TASK TO COMPLETE | For each line in the material below that holds "opened", copy that line.
>>>
PR #538, opened 2020-08-18
[hotfix][sdk] update cmake structure

tijyojwad:
Update cmake structure for better integration with
other tools that use GW as cmake submodule.

Keep only one project for GW, and remove "project" settings
from all modules.

### DIFF
--- a/cmake/Format.cmake
+++ b/cmake/Format.cmake
@@ -56,7 +56,7 @@ function(gw_enable_formatting_targets)
         set(format_check_list "")
 
         foreach(source IN LISTS FOLDER_FORMAT_SOURCES)
-            file(RELATIVE_PATH RELATIVE_PATH ${CMAKE_SOURCE_DIR} ${source})
+            file(RELATIVE_PATH RELATIVE_PATH ${PROJECT_SOURCE_DIR} ${source})
 
             # Apply formatting
             get_filename_component(SYMBOL_BASE_DIR ${RELATIVE_PATH} DIRECTORY)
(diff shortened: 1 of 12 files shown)


ahehn-nv (approved):
Looks good. Just one question: why is it a hotfix?

cmake/Format.cmake
```diff
@@ -56,7 +56,7 @@ function(gw_enable_formatting_targets)
         set(format_check_list "")
 
         foreach(source IN LISTS FOLDER_FORMAT_SOURCES)
-            file(RELATIVE_PATH RELATIVE_PATH ${CMAKE_SOURCE_DIR} ${source})
+            file(RELATIVE_PATH RELATIVE_PATH ${PROJECT_SOURCE_DIR} ${source})
```
ohadmo, line 59: Since we have only one project now, maybe we should also change `CMAKE_CURRENT_SOURCE_DIR`  to `PROJECT_SOURCE_DIR`  in  https://github.com/clara-parabricks/GenomeWorks/blob/74e6424c156a7ee15b4137d4788a4257ee6482c4/CMakeLists.txt#L91

ohadmo (approved):

ohadmo:
> Looks good. Just one question: why is it a hotfix?

@tijyojwad to put the auto release job for the test? :smile:  
The release commit will also contain the updated `./VERSION` file

ahehn-nv:
:) that's a good reason.

cmake/Format.cmake
tijyojwad: `CMAKE_CURRENT_SOURCE_DIR` tracks the current directory in which the CMakeLists.txt file is being processed. `PROJECT_` doesn't have an equivalent to it since it's just tracking the current dir. `PROJECT_SOURCE_DIR` is the replacement for `CMAKE_SOURCE_DIR` though, since it'll track the root folder where `project` was called instead of where the top level `cmake` command was called from.

PR #540, opened 2020-08-21
API [cudaungappedextender] Add skeleton for API and API usage samples

atadkase:
WIP API Sample


cudaungappedextender/include/CMakeLists.txt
<<<
RESPONSE |
PR #538, opened 2020-08-18
PR #540, opened 2020-08-21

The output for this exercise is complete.